Item 1.01 Entry into a Material Definitive Agreement.

On August 24, 2020, Panhandle Oil and Gas Inc. (the "Company" or "Buyer") entered into two Agreements for Purchase and Sale (collectively, the "Purchase Agreements"), (i) an Agreement for Purchase and Sale with Red Stone Resources, LLC, to acquire certain mineral and royalty assets located in Grady County, Oklahoma, for aggregate consideration of $2,400,000, comprised of $2,150,000 in cash and $250,000 of common stock of the Company, and (ii) an Agreement for Purchase and Sale with Red Stone Resources, LLC, for itself and as successor-in-interest by merger to Macedonia Minerals, LLC, a former Texas limited liability company, and Red Stone Operating, LLC, to acquire mineral and royalty assets located in Harrison, Nacogdoches, and Panola Counties, Texas, for aggregate consideration of $4,532,193, comprised of $4,282,193 in cash and $250,000 of common stock of the Company. The acquisitions include mineral and royalty assets totaling approximately 795 net royalty acres in the SCOOP and Haynesville plays. The purchase prices under the Purchase Agreements are subject to customary adjustments, including adjustments based on due diligence. The initial closings of the acquisitions are expected to occur in early October. The acquisitions have an effective date of June 1, 2020 (except for ownership of certain wells in progress set forth in the Purchase Agreement for the Oklahoma assets, which is effective on the earlier of the date of first production or June 1, 2020).

The Purchase Agreements contain customary representations, warranties, covenants and indemnities by each of the applicable parties thereto. The parties' obligations to close the acquisitions are subject to certain closing conditions set forth in the Purchase Agreements. There can be no assurance that the conditions to closing the acquisitions will be satisfied.

The above description of the material terms and conditions of the Purchase Agreements does not purport to be complete and is qualified in its entirety by reference to the full text of the Purchase Agreements, which are filed as Exhibits 10.1 and 10.2 hereto.

Item 7.01 Regulation FD Disclosure.

On August 27, 2020, the Company issued a press release announcing the Company's entry into the Purchase Agreements. A copy of the press release is attached as Exhibit 99.1 hereto and is incorporated herein by reference.
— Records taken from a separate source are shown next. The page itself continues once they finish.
Issue #151, opened 2016-03-16
Choose which column should represent a pointer (instead of objectId)


AmbroiseCollon:
It would be nice to choose which column should represent a certain class when another points to it. 

For instance, I have a `Game` class which contains a column `player` which is a pointer to `User` class. In the rows, a button represents this relationship like so :
<img width="151" alt="capture d ecran 2016-03-16 a 11 40 58" src="https://cloud.githubusercontent.com/assets/2622390/13809729/666104fe-eb6c-11e5-9f68-ef510c2a3a6f.png">

It would be more user friendly to have something like this (here I chose `username` column) :
<img width="151" alt="capture d ecran 2016-03-16 a 11 40 58 2" src="https://cloud.githubusercontent.com/assets/2622390/13809787/af7dd7ac-eb6c-11e5-98fa-f7cacc558e8e.png">

drew-gross:
Neat idea! We'd need to fetch a bunch more data to actually retrieve the username, so we'd probably want to do this asynchronously.

AmbroiseCollon:
Any more advice on how to work on this ?

Btw, I just gave an example, but it could be good to have this not only on User class but on every class even Custom and on any column. If possible ^^!

drew-gross:
Ah, having this work on any class would be cool too. You would need to store the configuration of what column represents the object somewhere. Probably most of the modifications to make this happen would be in `Browser.react.js`, spread across `fetchData`, `fetchNextPage`, and probably a new function or two as well to handle the asynchronous part.

AmbroiseCollon:
I had a look. I'm clearly not competent on this. Never done react before. And not a big js user. But I'm happy you liked the idea. I hope someone would tackle this (or me in some future... :) )

mtrezza:
Interesting that this PR still open.

I think this is a nice idea, but before attempting any PR on this, we should agree on some fundamentals.

Some issues that come to mind:
- How to decide which representation should be displayed
- What to display if the representation field is missing
- What is the data traffic / performance impact? Does this require new indices, how are these created?
- How to copy the object ID if it is not displayed - what value is copied on Crtl + C - "Bob" or the object ID?

mtrezza:
Closed via #1723

PR #1723, opened 2021-06-03
https://github.com/parse-community/parse-dashboard/issues/151

fn-faisal:
[Issue 151 link](https://github.com/parse-community/parse-dashboard/issues/151)

- The resolution implemented in this PR for this issue is to give users access to an option in the menu where they can change the default key for a given class. 
- Throughout the Dashboard, anywhere that there is a pointer to this class object, the specified key's value (chosen in the edit menu option -> change pointer key) is used instead of objectId.

If no key is specified, the pointer value falls back to objectId.
Screenshot 2021-06-03 at 6 31 22 PM
Screenshot 2021-06-03 at 6 31 31 PM
Screenshot 2021-06-03 at 6 31 41 PM
Screenshot 2021-06-03 at 6 32 00 PM

### DIFF
--- a/package-lock.json
+++ b/package-lock.json
@@ -1,8 +1,18750 @@
 {
   "name": "parse-dashboard",
   "version": "2.1.0",
-  "lockfileVersion": 1,
+  "lockfileVersion": 2,
   "requires": true,
+  "packages": {
+    "": {
+      "name": "parse-dashboard",
+      "version": "2.1.0",
+      "license": "SEE LICENSE IN LICENSE",
+      "dependencies": {
+        "@babel/runtime": "7.14.0",
+        "bcryptjs": "2.3.0",
+        "body-parser": "1.19.0",
+        "codemirror-graphql": "github:timsuchanek/codemirror-graphql#details-fix",
+        "commander": "6.2.1",
+        "connect-flash": "0.1.1",
+        "cookie-session": "2.0.0-beta.3",
+        "copy-to-clipboard": "3.2.0",
+        "create-react-class": "15.7.0",
+        "csurf": "1.11.0",
+        "express": "4.17.1",
+        "graphql": "14.6.0",
+        "graphql-playground-react": "1.7.20",
+        "history": "4.10.1",
+        "immutable": "4.0.0-rc.9",
+        "immutable-devtools": "0.1.5",
+        "js-beautify": "1.13.13",
+        "json-file-plus": "3.2.0",
+        "moment": "^2.29.1",
+        "package-json": "6.5.0",
+        "parse": "2.19.0",
+        "passport": "0.4.1",
+        "passport-local": "1.0.0",
+        "prismjs": "1.23.0",
+        "prop-types": "15.7.2",
+        "query-string": "6.14.1",
+        "react": "16.14.0",
+        "react-ace": "9.4.0",
+        "react-dnd": "10.0.2",
+        "react-dnd-html5-backend": "10.0.2",
+        "react-dom": "16.14.0",
+        "react-helmet": "6.0.0",
+        "react-json-view": "1.21.3",
+        "react-popper-tooltip": "4.2.0",
+        "react-redux": "5.1.2",
+        "react-router": "5.1.2",
+        "react-router-dom": "5.1.2",
+        "regenerator-runtime": "0.13.5",
+        "semver": "7.3.4",
+        "sweetalert2": "^11.0.16",
+        "sweetalert2-react-content": "^4.0.1"
+      },
+      "bin": {
+        "parse-dashboard": "bin/parse-dashboard"
+      },
+      "devDependencies": {
+        "@babel/core": "7.8.7",
+        "@babel/plugin-proposal-decorators": "7.8.3",
+        "@babel/plugin-transform-regenerator": "7.8.7",
+        "@babel/plugin-transform-runtime": "7.8.3",
+        "@babel/preset-env": "7.9.0",
+        "@babel/preset-react": "7.8.3",
+        "babel-eslint": "10.1.0",
+        "babel-loader": "8.1.0",
+        "babel-plugin-transform-object-rest-spread": "6.26.0",
+        "core-js": "3.6.5",
+        "cross-env": "7.0.2",
+        "css-loader": "3.5.2",
+        "eslint": "6.8.0",
+        "eslint-plugin-jest": "23.8.2",
+        "eslint-plugin-react": "7.19.0",
+        "file-loader": "6.0.0",
+        "http-server": "0.12.0",
+        "jest": "24.8.0",
+        "marked": "0.8.2",
+        "node-sass": "4.13.1",
+        "null-loader": "3.0.0",
+        "parse-server": "github:parseplatform/parse-server#master",
+        "path-to-regexp": "3.2.0",
+        "puppeteer": "3.0.0",
+        "react-test-renderer": "16.13.1",
+        "request": "2.88.2",
+        "request-promise": "4.2.5",
+        "sass-loader": "8.0.0",
+        "style-loader": "1.1.2",
+        "svg-prep": "1.0.4",
+        "webpack": "4.42.1",
+        "webpack-cli": "3.3.10"
+      },
+      "engines": {
+        "node": ">=8.9"
+      }
+    },
+    "node_modules/@apollo/client": {
+      "version": "3.3.19",
+      "resolved": "https://registry.npmjs.org/@apollo/client/-/client-3.3.19.tgz",
+      "integrity": "sha512-vzljWLPP0GwocfBhUopzDCUwsiaNTtii1eu8qDybAXqwj4/ZhnIM46c6dNQmnVcJpAIFRIsNCOxM4OlMDySJug==",
+      "dev": true,
+      "dependencies": {
+        "@graphql-typed-document-node/core": "^3.0.0",
+        "@types/zen-observable": "^0.8.0",
+        "@wry/context": "^0.6.0",
+        "@wry/equality": "^0.4.0",
+        "fast-json-stable-stringify": "^2.0.0",
+        "graphql-tag": "^2.12.0",
+        "hoist-non-react-statics": "^3.3.2",
+        "optimism": "^0.16.0",
+        "prop-types": "^15.7.2",
+        "symbol-observable": "^2.0.0",
+        "ts-invariant": "^0.7.0",
+        "tslib": "^1.10.0",
+        "zen-observable": "^0.8.14"
+      }
+    },
+    "node_modules/@apollo/client/node_modules/@wry/equality": {
+      "version": "0.4.0",
+      "resolved": "https://registry.npmjs.org/@wry/equality/-/equality-0.4.0.tgz",
+      "integrity": "sha512-DxN/uawWfhRbgYE55zVCPOoe+jvsQ4m7PT1Wlxjyb/LCCLuU1UsucV2BbCxFAX8bjcSueFBbB5Qfj1Zfe8e7Fw==",
+      "dev": true,
+      "dependencies": {
+        "tslib": "^2.1.0"
+      },
+      "engines": {
+        "node": ">=8"
+      }
+    },
+    "node_modules/@apollo/client/node_modules/@wry/equality/node_modules/tslib": {
+      "version": "2.2.0",
+      "resolved": "https://registry.npmjs.org/tslib/-/tslib-2.2.0.tgz",
+      "integrity": "sha512-gS9GVHRU+RGn5KQM2rllAlR3dU6m7AcpJKdtH8gFvQiC4Otgk98XnmMU+nZenHt/+VhnBPWwgrJsyrdcw6i23w==",
+      "dev": true
+    },
+    "node_modules/@apollo/client/node_modules/symbol-observable": {
+      "version": "2.0.3",
+      "resolved": "https://registry.npmjs.org/symbol-observable/-/symbol-observable-2.0.3.tgz",
+      "integrity": "sha512-sQV7phh2WCYAn81oAkakC5qjq2Ml0g8ozqz03wOGnx9dDlG1de6yrF+0RAzSJD8fPUow3PTSMf2SAbOGxb93BA==",
+      "dev": true,
+      "engines": {
+        "node": ">=0.10"
+      }
+    },
+    "node_modules/@apollo/client/node_modules/ts-invariant": {
+      "version": "0.7.3",
+      "resolved": "https://registry.npmjs.org/ts-invariant/-/ts-invariant-0.7.3.tgz",
+      "integrity": "sha512-UWDDeovyUTIMWj+45g5nhnl+8oo+GhxL5leTaHn5c8FkQWfh8v66gccLd2/YzVmV5hoQUjCEjhrXnQqVDJdvKA==",
+      "dev": true,
+      "dependencies": {
+        "tslib": "^2.1.0"
+      },
+      "engines": {
+        "node": ">=8"
+      }
+    },
+    "node_modules/@apollo/client/node_modules/ts-invariant/node_modules/tslib": {
+      "version": "2.2.0",
+      "resolved": "https://registry.npmjs.org/tslib/-/tslib-2.2.0.tgz",
+      "integrity": "sha512-gS9GVHRU+RGn5KQM2rllAlR3dU6m7AcpJKdtH8gFvQiC4Otgk98XnmMU+nZenHt/+VhnBPWwgrJsyrdcw6i23w==",
+      "dev": true
+    },
+    "node_modules/@apollo/client/node_modules/zen-observable": {
+      "version": "0.8.15",
+      "resolved": "https://registry.npmjs.org/zen-observable/-/zen-observable-0.8.15.tgz",
+      "integrity": "sha512-PQ2PC7R9rslx84ndNBZB/Dkv8V8fZEpk83RLgXtYd0fwUgEjseMn1Dgajh2x6S8QbZAFa9p2qVCEuYZNgve0dQ==",
+      "dev": true
+    },
+    "node_modules/@apollo/protobufjs": {
+      "version": "1.2.2",
+      "resolved": "https://registry.npmjs.org/@apollo/protobufjs/-/protobufjs-1.2.2.tgz",
+      "integrity": "sha512-vF+zxhPiLtkwxONs6YanSt1EpwpGilThpneExUN5K3tCymuxNnVq2yojTvnpRjv2QfsEIt/n7ozPIIzBLwGIDQ==",
+      "dev": true,
+      "dependencies": {
+        "@protobufjs/aspromise": "^1.1.2",
+        "@protobufjs/base64": "^1.1.2",
+        "@protobufjs/codegen": "^2.0.4",
+        "@protobufjs/eventemitter": "^1.1.0",
+        "@protobufjs/fetch": "^1.1.0",
+        "@protobufjs/float": "^1.0.2",
+        "@protobufjs/inquire": "^1.1.0",
+        "@protobufjs/path": "^1.1.2",
+        "@protobufjs/pool": "^1.1.0",
+        "@protobufjs/utf8": "^1.1.0",
+        "@types/long": "^4.0.0",
+        "@types/node": "^10.1.0",
+        "long": "^4.0.0"
+      },
+      "bin": {
+        "apollo-pbjs": "bin/pbjs",
+        "apollo-pbts": "bin/pbts"
+      }
+    },
+    "node_modules/@apollo/protobufjs/node_modules/@types/node": {
+      "version": "10.17.60",
+      "resolved": "https://registry.npmjs.org/@types/node/-/node-10.17.60.tgz",
+      "integrity": "sha512-F0KIgDJfy2nA3zMLmWGKxcH2ZVEtCZXHHdOQs2gSaQ27+lNeEfGxzkIw90aXswATX7AZ33tahPbzy6KAfUreVw==",
+      "dev": true
+    },
+    "node_modules/@apollographql/apollo-tools": {
+      "version": "0.5.0",
+      "resolved": "https://registry.npmjs.org/@apollographql/apollo-tools/-/apollo-tools-0.5.0.tgz",
+      "integrity": "sha512-7IOZHVaKjBq44StXFJEITl4rxgZCsZFSWogAvIErKR9DYV20rt9bJ2mY5lCn+zghfGrweykjLb9g4TDxLg750w==",
+      "dev": true,
+      "dependencies": {
+        "apollo-env": "^0.10.0"
+      },
+      "engines": {
+        "node": ">=8",
+        "npm": ">=6"
+      }
+    },
+    "node_modules/@apollographql/graphql-playground-html": {
+      "version": "1.6.26",
+      "resolved": "https://registry.npmjs.org/@apollographql/graphql-playground-html/-/graphql-playground-html-1.6.26.tgz",
+      "integrity": "sha512-XAwXOIab51QyhBxnxySdK3nuMEUohhDsHQ5Rbco/V1vjlP75zZ0ZLHD9dTpXTN8uxKxopb2lUvJTq+M4g2Q0HQ==",
+      "dev": true,
+      "dependencies": {
+        "xss": "^1.0.6"
+      }
+    },
+    "node_modules/@apollographql/graphql-upload-8-fork": {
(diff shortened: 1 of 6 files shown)


fn-faisal:
I will revert the package-lock.json but I'd need to add sweet alert dependency.

mtrezza:
Can you please rename the title accordingly?

fn-faisal:
> Thanks for this PR.
> 
> Can you please rename the PR title accordingly?

I have updated the PR title.

mtrezza:
Thank you.

There are some issues that come to mind:
- Does each cell trigger a separate query to fetch the representation, or is that done together with the paging mechanism as a bulk-fetch?
- Where is the information about the pointer key stored? Is it sustainable enough?

fn-faisal:
> Thank you.
> 
> * Does each cell trigger a separate query to fetch the representation, or is that done together with the paging mechanism as a bulk-fetch?
> * Where is the information about the pointer key stored? Is it sustainable enough?
> * Do we need the SweetAlert component? We already have existing components to achieve the same.

- For each cell, if the type is pointer and the pointer key is not objectId, it fetches the object using the get method of the Parse Query object.
- To store pointer data, localStorage is used to store Class name as key and the key as value.
- A similar PR was made using b4a dash and it has sweet alert so I went with it and this PR is based off of that one, but I can revert this to Parse Dashboard specific alter dialogue.

fn-faisal:
I've pushed a commit that will optimize the query. The second query has been removed and instead I've added include and select on the first query that fetches the data. I'll update the dialog in the next commit.

fn-faisal:
Screenshot 2021-06-05 at 12 03 27 AM

The dialog has been updated and the sweet alert2 dependencies have been removed.

fn-faisal:
Screenshot 2021-06-05 at 12 08 52 AM

The dialogue to change pointer value has been updated. The sweet alert2 deps have been removed.

mtrezza:
Great, kindly let me know when this is ready for review.

fn-faisal:
I've cleaned up the code and the PR is ready to be reviewed.

src/dashboard/Data/Browser/PointerKeyDialog.react.js
```diff
@@ -0,0 +1,72 @@
...
+            </Dropdown>
+          } />
+      )
+    }
+    return (
+      <Modal
+        type={Modal.Types.INFO}
+        icon='warn-outline'
+        title={'Change pointer value for class '+this.props.className}
+        subtitle={hasColumns ? 'The column will be used throughout dashboard as pointer value for this class.' : 'There are no columns on this class that can be set a pointer value.'}
```
mtrezza, line 55: Fix layout issue where text overlays icon:

image

mtrezza, line 55: Rename `pointer value` to `pointer key`. We should use the same term throughout code and UI.

src/dashboard/Data/Browser/PointerKeyDialog.react.js
```diff
@@ -0,0 +1,72 @@
...
+        confirmText='Update pointer value'
```
mtrezza, line 56: Rename `pointer value` to `pointer key`. We should use the same term throughout code and UI.

mtrezza (changes requested):

src/dashboard/Data/Browser/PointerKeyDialog.react.js
```diff
@@ -0,0 +1,72 @@
...
+              {this.props.currentColumns.map((t) => <Option key={t} value={t}>{t}</Option>)}
+            </Dropdown>
+          } />
+      )
+    }
+    return (
+      <Modal
+        type={Modal.Types.INFO}
+        icon='warn-outline'
+        title={'Change pointer value for class '+this.props.className}
```
mtrezza, line 54: Remove class name from dialog, due to possible layout issues with large class names; in stead use:

> Change pointer key for this class

mtrezza (changes requested):

src/components/BrowserCell/BrowserCell.react.js
```diff
@@ -235,18 +234,38 @@ export default class BrowserCell extends Component {
       content = <span>&nbsp;</span>;
       classes.push(styles.empty);
     } else if (type === 'Pointer') {
+      const defaultPointerKey = await localStorage.getItem(value.className) || 'objectId';
+
+      let dataValue = value.id;
+      if ( defaultPointerKey !== 'objectId' ) {
+        dataValue = value.get(defaultPointerKey);
+        if ( dataValue && typeof dataValue === 'object' ){
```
Issue #1729, opened 2021-06-15
Copy-paste of date data does not work


fn-faisal:
Make sure these boxes are checked before submitting your issue -- thanks for reporting issues back to Parse Dashboard!

- [x] You're running version >=1.0.23 of Parse Dashboard.

- [x] You're running version >=2.3.2 of Parse Server.

- [x] You've searched through [existing issues](https://github.com/ParsePlatform/parse-dashboard/issues?utf8=%E2%9C%93&q=). Chances are that your issue has been reported or resolved before.

#### Steps to reproduce
When you click on a date type column, the copy pasting causes issues due to the popup. It would be easier to if there was an option to paste clipboard date to column value.

mtrezza:
Thanks for opening this issue.

Can you describe in more detail what the issue is? It is currently possible to double click into a date field and paste a date string, without using the calendar popup.

fn-faisal:
It does work but it causes confusion with the popup. If there's an option within the popup to also paste the date from clipboard, the user would be able to manage that from the calendar too without having to double click + erase existing date and then paste new date.
And since the button would only appear if there's a date string on clipboard, it can make copy pasting quicker.

mtrezza:
> If there's an option within the popup to also paste the date from clipboard, the user would be able to manage that from the calendar too without having to double click + erase existing date and then paste new date.

Selecting a cell's content and pasting from the clipboard is a common gesture. Are you suggesting to add a "Paste" button to the calendar pop-up to paste the clipboard content?

mtrezza:
Closing due to inactivity.

PR #1730, opened 2021-06-15
Copy-paste of date data does not work #1729

fn-faisal:
Upon double clicking a date column to edit, the field's date text is selected to make copy pasting of date data easier.

TODO:
- [x] Add Changelog entry


mtrezza:
Thanks for this PR.

Can you explain the benefit of this button is? I don't think we have a paste button for any other field anywhere in the dashboard. Why is it beneficial that specifically the date field has one?

fn-faisal:
@mtrezza while trying to paste date, when you double click and go into edit mode, it's hard to paste the date. Just pressing `ctrl`+ `v` just appends to the date. You have to select the entire date with `ctrl` + `a` and delete the existing date and then paste the new date with `ctrl` + `v`.

This button gives the user ease to paste date from clipboard. It only appears if 

1.  The dashboard has access to the clipboard.
2.  There's a date string on the clipboard.

otherwise the button is hidden.

mtrezza:
> @mtrezza while trying to paste date, when you double click and go into edit mode, it's hard to paste the date. Just pressing ctrl+ v just appends to the date. You have to select the entire date with ctrl + a and delete the existing date and then paste the new date with ctrl + v.

Isn't that the case with any field? In fact, isn't that the expected default behavior for any spreadsheet application or table control?

fn-faisal:
@mtrezza I've reverted the old logic ( Copy+paste button ) and updated the PR

mtrezza:
Can you please revert this logic:

image

It prevents a user from double clicking into a date field and selecting only a part of the date.

fn-faisal:
> This pop-up and selection restriction is a rather unintuitive UI behavior. If a cell is read only, then the text field can be set as disabled, which makes it selectable but not editable. We should not prevent the user from selecting the date string in that field. It prevents a user from double clicking into a date field and selecting only a part of the date.
> 
> Can you please revert this restriction and remove this pop-up:
> 
> image
> 
> The PR was good as it was before, just instead of introducing a new UI button, simply pre-select the date string also in custom date fields. This way you only have to crtl+v to paste the date string, or ctrl+c to copy it. Then we can merge this.

I set it to track the master branch ( parse-community/parse-dashboard ) in my local branch. This reverts the copy+paste logic and the PR only contains 1 file change.

I pulled from master and updated the PR.

I set this PR up to track the master branch but changes were pushed since then. Was this something recently implemented?

mtrezza:
Oh, you are right, this is on master, sorry, let me look into this...

mtrezza:
I just tried it out and it looks like this to me:

https://user-images.githubusercontent.com/5673677/130305940-7e72bdf3-4a14-4bc4-9b30-815db6971867.mov

I cannot select the date string, because after double click: nothing is selected; after another double click, it selects and un-selects. I can only select everything by pressing crtl+a.

fn-faisal:
@mtrezza I have updated the PR with a fix for this.

mtrezza:
Thanks, can you add the changelog entry?

fn-faisal:
I have updated the change log.

mtrezza (approved):
Thanks for this PR!

PR #17, opened 2017-10-11
Fix subtle bug in resource id extraction

killthrush:
### Description
Fix a subtle nondeterministic bug in resource id extraction - timestamps
were an unintentional factor in the deduping code.  If the code ran
quickly (usually on the order of milliseconds), the timestamps might match
for all extracted resource IDs.  If the code runs more slowly, or straddles
the boundary between epoch ticks, then we might see duplicates sneaking in.

The bug itself would simply cause extra writes and isn't all that serious,
however, it was tripping a few very intentionally sensitive unit tests and
causing errors with CI.

In addition to this bug fix, remove all traces of the Resource Activity
table and Resource Create lambda; these constructs have proven to be too
inefficient to continue using.  Removing them now cleans up the code
in the vicinity of the bug fix significantly.

### Acceptance checklist

- [ ] Feedback addressed
- [ ] All tests passed


reactor/discovery/cloudtrail_event_consumer.py
```diff
@@ -60,12 +59,11 @@ class CloudTrailEventConsumer(object):
         _resource_type_regexp,
     ]
```
killthrush: Remove the environments dependency - the env_ids are now part of the normalized events so we don't need this extra code anymore (resolves TODO #1 in here)

reactor/discovery/cloudtrail_event_consumer.py
```diff
@@ -76,25 +74,8 @@ def __init__(self, environments, ttl=_DEFAULT_TTL):
         self._EXCLUSION_STRINGS = ['eventID', 'sharedEventID', 'eventName', 'eventSource',
                                    'userAgent', 'roleSessionName', 'requestID']
         self._resource_ids = []
-        self.environments = environments
         self.ttl = ttl
```
killthrush: Since we're no longer writing to the resource activity table, we don't need to maintain the attributes and functions used to support writes to this table

reactor/discovery/cloudtrail_event_consumer.py
```diff
@@ -105,11 +86,7 @@ def extracted_ids(self):
         Returns:
             A de-duped list of resource IDs and paths
```
killthrush: Deduping is now a lot simpler without the resource activity table

reactor/discovery/cloudtrail_event_consumer.py
```diff
@@ -205,33 +182,20 @@ def _extract_primary_resource_id(self, normalized_event: dict) -> str:
...
-        # TODO: a number of these items support the resource activity table, which is being phased out.
-
         service_type = normalized_event['event_source'].split('.')[0]
         account_id = normalized_event['aws_account_id']
         event_type = normalized_event['event_name']
-        cz_res_id = self._create_cz_res_id(account_id, aws_res_id_value, service_type)  # deprecated field
         resource_tracking_id = self._create_tracking_id(account_id, event_type, aws_res_id_path, aws_res_id_value)
-        environment = self.environments.get(account_id)  # TODO: this will be in normalized events soon
-        current_timestamp = int(parse(datetime.now(timezone.utc).isoformat()).timestamp())
         metadata = {
```
killthrush: Remove all the deprecated fields.  What's left are the fields written to the tracking table

reactor/discovery/create_resource_handler.py
```diff
@@ -1,87 +0,0 @@
-# -*- coding: utf-8 -*-
```
killthrush: We stopped using this lambda a few weeks ago due to performance concerns.  It does not appear like we will ever return to it, and it depended on the Activity table so I just got rid of it now

reactor/discovery/receive_events_handler.py
```diff
@@ -65,7 +65,6 @@ def receive_events(event, context):
         current_account_id = aws_tools.get_caller_account_id()
         environments = dynamodb.CZReactorEnvironments(ambient_storage.namespace)
```
killthrush: Remove code that uses the activity table

reactor/serverless.yml
```diff
@@ -95,15 +95,6 @@ custom:
         minimum:
           prod: 5
           default: 1
-    CzReactorResourceActivity:
```
killthrush: Remove activity table and Create lambda

reactor/discovery/cloudtrail_event_consumer.py
```diff
@@ -76,25 +74,8 @@ def __init__(self, environments, ttl=_DEFAULT_TTL):
...
-        Returns:
-            A de-duped list of resource IDs and timestamps
-        """
-        keys_to_filter = {'resource_tracking_id', 'created_timestamp', 'last_updated_timestamp',
-                          'expiration_timestamp', 'source_path', 'source_input', 'source_operation',
-                          'aws_res_id', 'times_seen', 'disposition'}
-        filtered_ids = [{k: v for k, v in f.items() if k not in keys_to_filter} for f in self._resource_ids]
-        deduped_list = [dict(t) for t in set([tuple(d.items()) for d in filtered_ids])]
-        return deduped_list
+        self.current_timestamp = int(parse(datetime.now(timezone.utc).isoformat()).timestamp())
```
imcgaunn: why do we have to write the date as an ISO formatted string and then parse it again?

reactor/discovery/cloudtrail_event_consumer.py
```diff
@@ -205,33 +182,20 @@ def _extract_primary_resource_id(self, normalized_event: dict) -> str:
...
+            'cz_env_id': normalized_event['environment_id'],
+            'created_timestamp': self.current_timestamp,
+            'last_updated_timestamp': self.current_timestamp,
+            'expiration_timestamp': self.current_timestamp + self.ttl,
             'source_path': aws_res_id_path,
-            'aws_res_id_path': aws_res_id_path,  # deprecated field
-            'aws_res_id_key': aws_res_id_path.split('.')[-1],
-            'aws_res_id_value': aws_res_id_value,  # deprecated field
-            'aws_res_id': aws_res_id_value,  # deprecated field
+            'aws_res_id': aws_res_id_value,
```
imcgaunn: this appears to have been previously marked as a deprecated field. Do we need this now?

killthrush: good eye - `aws_res_id` was marked as deprecated in error.  I found it while fixing the bug

reactor/discovery/cloudtrail_event_consumer.py
killthrush: that is an excellent question =)

I will see if I can simplify this

test/unit/discovery/test_cloudtrail_event_consumer.py
```diff
@@ -29,27 +29,11 @@ def mock_event_mapping():
 
 @pytest.fixture
 def mock_environments():
```
killthrush: This bit prevents mock references from being used in the event output

reactor/discovery/cloudtrail_event_consumer.py
killthrush: simplified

In accordance with General Instruction B.2 of Form 8-K, the information in Item 7.01 of this Current Report on Form 8-K, including the attached Exhibit 99.1 is being furnished pursuant to Item 7.01 and shall not be deemed to be "filed" for purposes of Section 18 of the Securities Exchange Act of 1934, as amended (the "Exchange Act"), or otherwise subject to the liabilities of that section, and shall not be deemed to be incorporated by reference into any of the Company's filings under the Securities Act of 1933, as amended, or the Exchange Act, whether made before or after the date hereof and regardless of any general incorporation language in such filings, except to the extent expressly set forth by specific reference in such a filing.

Item 9.01 Financial Statements & Exhibits.






(d) Exhibits

Exhibit
No.          Description
10.1           Agreement for Purchase and Sale dated August 24, 2020, by and
             between Panhandle Oil and Gas Inc., as Buyer, and Red Stone Resources,
             LLC, as Seller (Oklahoma assets).
10.2           Agreement for Purchase and Sale dated August 24, 2020, by and among
             Panhandle Oil and Gas Inc., as Buyer, and Red Stone Resources, LLC,
             for itself and as successor-in-interest by merger to Macedonia
             Minerals, LLC, a former Texas limited liability company, and Red Stone
             Operating, LLC, as Sellers (Texas assets).
99.1           Press Release of Panhandle Oil and Gas Inc. dated August 27, 2020.